I have encountered another situation where a web service was stuck with the error "Unable to connect in the specified time frame of '00:00:00.0200000'.". But the connection timeout was set to 10 secs, and it was throwing this message for every operation for several hours. After a manual refresh of the IIS the web service it started working again, and is without incident for two weeks.

Note that the above web service has been working fine for several weeks, and normally recovering from connection errors. This issue happened only once on this time frame.

So the two above situations is kind of rare, but when we have several applications using MongoDb in different scenarios it start to be a really big issue!

2. No, only collection Find, Insert and Save operations

3. DNS names. The replica set is a one Primary (with more priority) (large), a secondary (medium) and an arbiter (small). They are in the same region but in different availability zones. Primary Preferred is used as read preference and the list of address is used to connect to the replica set.

Comment by Craig Wilson [ 12/Sep/13 ]

There are certainly many things that could be done and all your suggestions are a way of fixing the symptom. However, this situation should never happen. When one of the servers gets into a Disconnected state, it should be pinging every 10 seconds in an attempt to "heal" itself already. When it finally connects, it will get put back into the connected server list and eligible for continuation.

Ultimately, I'm not concerned about the times when it eventually reconnects. This is how it's supposed to work. I'm concerned about the times when it stays permanently disconnected. I have a couple questions:

  1. When you say you end up in this situation permanently, are you receiving the "Server instance {0}

    is no longer connected." message everytime? I'm wondering how you are getting into a state where the server has been chosen and never gets relinquished.

  2. Are you doing your work inside a request (db.RequestStart())?
  3. You mentioned Amazon. Are you using Elastic IPs? Are you using dns names?
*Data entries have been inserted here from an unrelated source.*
PR #2263, opened 2023-04-27
Common error handling of CLI errors

### LINKED ISSUE #2176: CLI: Don't print CLI usage for common errors
e.g. user clicks on reject in the login flow. 
We also print the error message twice.

k-anshul:
Fixes following:

- [x] Network errors render as rpc error: code = XXX desc = YYY in CLI instead of just showing the error message. 
- [x] Error messages get shown twice in the CLI on error
- [x] Rill login still says rill auth login
- [x] Give better error messages to handle cases when auth token has been invalidate/expired from backend.
- [x] `rill user list` command fails early if not logged in.
- [x] `rill user list` command returns error if neither org flag is passed nor default flag is set.
- [x] closes #2176


cli/cmd/root.go
```diff
@@ -116,9 +136,15 @@ func runCmd(ctx context.Context, ver config.Version) error {
 	}
 	for _, cmd := range adminCmds {
 		cmd.PersistentFlags().StringVar(&cfg.AdminURL, "api-url", cfg.AdminURL, "Base URL for the admin API")
+		if err := cmd.PersistentFlags().MarkHidden("api-url"); err != nil {
+			panic(err)
+		}
```
begelundmuller, line 141: Only when `!cfg.IsDev()`

cli/cmd/root.go
```diff
@@ -116,9 +136,15 @@ func runCmd(ctx context.Context, ver config.Version) error {
...
 		cmd.PersistentFlags().StringVar(&cfg.AdminTokenOverride, "api-token", "", "Token for authenticating with the admin API")
 		rootCmd.AddCommand(cmd)
 	}
-
+	// silence usage, usage string will only show up if missing arguments/flags
+	rootCmd.SilenceUsage = true
+	// we want to override some error messages
+	rootCmd.SilenceErrors = true
```
begelundmuller, line 148: nit: Move to top of func where other properties on `rootCmd` (like `Version`) is configured

begelundmuller (approved):

PR #2264, opened 2023-04-27
Rill cloud bug bash list

rakeshsharma14317:


cli/cmd/org/org.go
```diff
@@ -41,14 +41,12 @@ func toTable(organizations []*adminv1.Organization, defaultOrg string) []*organi
 
 func toRow(o *adminv1.Organization) *organization {
 	return &organization{
-		Name:        o.Name,
-		Description: o.Description,
-		CreatedAt:   o.CreatedOn.AsTime().String(),
+		Name:      o.Name,
+		CreatedAt: o.CreatedOn.AsTime().String(),
```
begelundmuller, line 45: Time should also be formatted here

begelundmuller (changes requested):
Also please fix merge conflicts

begelundmuller (approved):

What does your replica set configuration look like.
Comment by Khalid Salomão [ 12/Sep/13 ]

Hi Craug,

Thanks for your fast response!

Comments to your questions:

Yes, sometimes, the connection is not restablished and stays that way (the current fix is to restart the application)!

We have experienced that kind of situation in different application that runs for a long period of time. Before looking into the code, I have tried some drastic fixes like calling "MongoServer.Disconnect" whenever an error happened, but it led to more instability...
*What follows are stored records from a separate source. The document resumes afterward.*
PR #3497, opened 2023-11-15
Handling a project reset when the UI is open

AdityaHegde:
When a project is reset the instance all queries run on is deleted. If a dashboard or the project page is open it will lead to weird error message.

Handling the instance not found error. In project page it just shows the message for absence of deployment. For dashboard page we now show a better error.


web-admin/src/features/errors/error-utils.ts
```diff
@@ -1,57 +1,74 @@
...
+      (error.response.data as RpcStatus).message === "driver: not found" &&
+      (isProjectPage || isDashboardPage)
+    ) {
+      const [, org, proj] = get(page).url.pathname.split("/");
+      // goto(`/${org}/${proj}/-/status`);
+      goto(`/${org}/${proj}`).then(() =>
+        queryClient.resetQueries(getAdminServiceGetProjectQueryKey(org, proj))
+      );
+      return;
+    }
```
ericpgreen2, line 65: Can you add a comment above this block to explain why it's needed?

web-admin/src/features/errors/error-utils.ts
```diff
@@ -1,57 +1,74 @@
...
-    goto(`${ADMIN_URL}/auth/login?redirect=${window.origin}`);
-    return;
-  }
+    if (
+      error.response?.status === 400 &&
+      (error.response.data as RpcStatus).message === "driver: not found" &&
+      (isProjectPage || isDashboardPage)
+    ) {
+      const [, org, proj] = get(page).url.pathname.split("/");
+      // goto(`/${org}/${proj}/-/status`);
```
ericpgreen2, line 60: Old code?

web-admin/src/routes/+layout.svelte
```diff
@@ -11,18 +11,15 @@
     QueryClient,
     QueryClientProvider,
   } from "@tanstack/svelte-query";
-  import { globalErrorCallback } from "../features/errors/error-utils";
+  import {
+    createErrorCallback,
+    globalErrorCallback,
```
ericpgreen2, line 16: `globalErrorCallback` is defined but not used

web-admin/src/features/errors/error-utils.ts
```diff
@@ -1,57 +1,74 @@
...
+      goto(`/${org}/${proj}`).then(() =>
+        queryClient.resetQueries(getAdminServiceGetProjectQueryKey(org, proj))
```
ericpgreen2, line 62: Is the `GetProject` query the one that will hit the "driver: not found" error? If so, I wonder if we could:
1. Add the `query` parameter to the global error callback. E.g.: `(error: AxiosError, query: Query) => ...`
2. Here, use `query.reset()` instead of the `queryClient`

Then we can avoid making the changes in `routes/+layout.svelte`

AdityaHegde: All queries can have this error. Especially when the user is in the dashboard page it needs to catch everything.

web-admin/src/features/errors/error-utils.ts
AdityaHegde: I guess i left it out as a question on where we should be redirecting to. The status page or the dashboard list page.

ericpgreen2 (approved):
Looks good. I just edited the error page copy slightly.

One thing we should also address is that the project page's dashboard links should be disabled when the resources are pending (like after a project reset), but that can be done in a separate PR.

Before merging, would you mind filling out the PR description so we can have more detail if we ever look back at this PR in the future?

Yes, we try to handle the errors whenever possible.
For example: some applications log the errors and put the object in a queue for retrying later. But since the connection is not restablished, errors keep happening...

About the possible fix:

I undestand the problem with the change of the Primary, indeed it would also keep the driver from reconnecting!
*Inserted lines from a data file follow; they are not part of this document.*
PR #3507, opened 2023-11-16
Use correct column property in table

djbarnwal:
Use correct column property in dimension table. 
Fixes 
- Duplicate columns
- Filtering


nishantmonu51 (approved):
👍, LGTM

What about puting the driver in a state that it must try to connect from the start!

By using "DiscoveringMongoServerProxy.Discover" and recreating the server proxy...

This would be a slow reconnect, but at least the driver would be able to heal itself.

What do you think?

Regards,
Khalid

Comment by Craig Wilson [ 12/Sep/13 ]

Are you saying the server never comes back? We test these scenarios (and more) regularly and have not seen this behavior. Given that you are expecting errors, I assume you are handling them and retrying as necessary/possible?

Explanation below:

Once a server is put into the Disconnected state, it should not be eligible for AcquireConnection to be called on it. There is a race condition (not one we can prevent) where a server has been chosen and gets disconnected before acquire connection is called on it. That is the only time you should be seeing this error. In addition, this isn't a permanent state. Heartbeats happen every 10 seconds to reconnect a server.

Your solution above is simply to attempt to reconnect. This actually isn't a great solution because it ignores certain things. If you are talking to a primary and receive this error, it's likely that this particular is no longer the primary and, as such, waiting to get reconnected and then issue a write will simply fail on the server anyways. There are other scenarios as well.